A major report of direct costs was prepared by the Watson Center at Brown University, totalling over $1.1 trillion. As of August 2017, the United States Department of Defense's direct spending on Iraq, Afghanistan, and Syria since September 11, 2001 totaled at least $1.474 trillion, and highlights the complementary costs at home, such as interest paid on the funds borrowed to finance the wars.

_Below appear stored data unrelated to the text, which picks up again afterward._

PR #4695, opened 2020-04-15
Add support for fees in non-default tokens

mrmr1993:
This PR updates the transaction snark and the user command logic to accept transactions that use non-default tokens for the fees associated with transactions.

This
* updates the logic to disallow account creation if the fees are not created in the default token
  - this results in a new non-fatal failure mode to user commands (`token_cannot_create`)
* updates transaction snark statements to carry a `fee_token` parameter
  - this is the token that should be used for fees for all transactions within a single block (except coinbases, see below)
* updates the merge proof logic to join the `fee_token`s parameters of its transitions. In particular
  - any transition with zero total fee excess (notably coinbases and whole blocks) will always use `Token_id.default`
  - when one of the two transitions has a zero fee excess, we choose the token ID of the other
  - the blockchain snark then checks that the `fee_token` has been reset to `Token_id.default`

Currently, fee transfers are all still in the default token, so this cannot actually be used yet. A follow-up PR to this and #4661 will add tokens to fee transfers, at which point this will become usable.

Checklist:


deepthiskumar:
Also, Is there an RFC or a document that specifies all these rules about who pays who with different token ids? The token rfc  #3227 wasn't merged or updated. 
The transaction application functions are getting more and more complex and it would be helpful to have these in a document for when reviewing or debugging.

imeckler:
I think we maybe should not merge this for now, as as @deepthiskumar points out a usable version will really require us to have a Merkle tree of tokens or whatever because it's going to be difficult to make it so that there is only one token ID per tree.

Unless you think there is stuff in here that would be a prerequisite to such work?

imeckler:
@mrmr1993 closing this for now if that's alright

Those figures are dramatically higher than typical estimates published just prior to the start of the Iraq War, most of which were based on a shorter term of involvement. For example, in a March 16, 2003 Meet the Press interview of Vice President Dick Cheney, held less than a week before the Iraq War began, host Tim Russert reported that "every analysis said this war itself would cost about $80 billion, recovery of Baghdad, perhaps of Iraq, about $10 billion per year. We should expect as American citizens that this would cost at least $100 billion for a two-year involvement."

==== Appropriations ====

- FY2003 Supplemental: Operation Iraqi Freedom: Passed April 2003; Total $78.5 billion, $54.4 billion Iraq War
- FY2004 Supplemental: Iraq and Afghanistan Ongoing invasion reconstruction: Passed November 2003; Total $87.5 billion, $70.5 billion Iraq War
- FY2004 DoD Budget Amendment: $25 billion Emergency Reserve Fund (Iraq Freedom Fund): Passed July 2004, Total $25 billion, $21.5 billion (estimated) Iraq War
- FY2005 Emergency Supplemental: Operations in the War on Terror; Activities in Afghanistan; Tsunami Relief: Passed April 2005, Total $82 billion, $58 billion (estimated) Iraq War
- FY2006 Department of Defense appropriations: Total $50 billion, $40 billion (estimated) Iraq War.
- FY2006 Emergency Supplemental: Operations Global War on Terror; Activities in Iraq & Afghanistan: Passed February 2006, Total $72.4 billion, $60 billion (estimated) Iraq War
- FY2007 Department of Defense appropriations: $70 billion (estimated) for Iraq War-related costs
- FY2007 Emergency Supplemental (proposed) $100 billion
- FY2008 Bush administration proposed around $190 billion for the Iraq War and Afghanistan
- FY2009 Obama administration proposed around $130 billion in additional funding for the Iraq War and Afghanistan.
- FY2010 Obama administration proposes around $159.3 billion for the Iraq and Afghanistan wars.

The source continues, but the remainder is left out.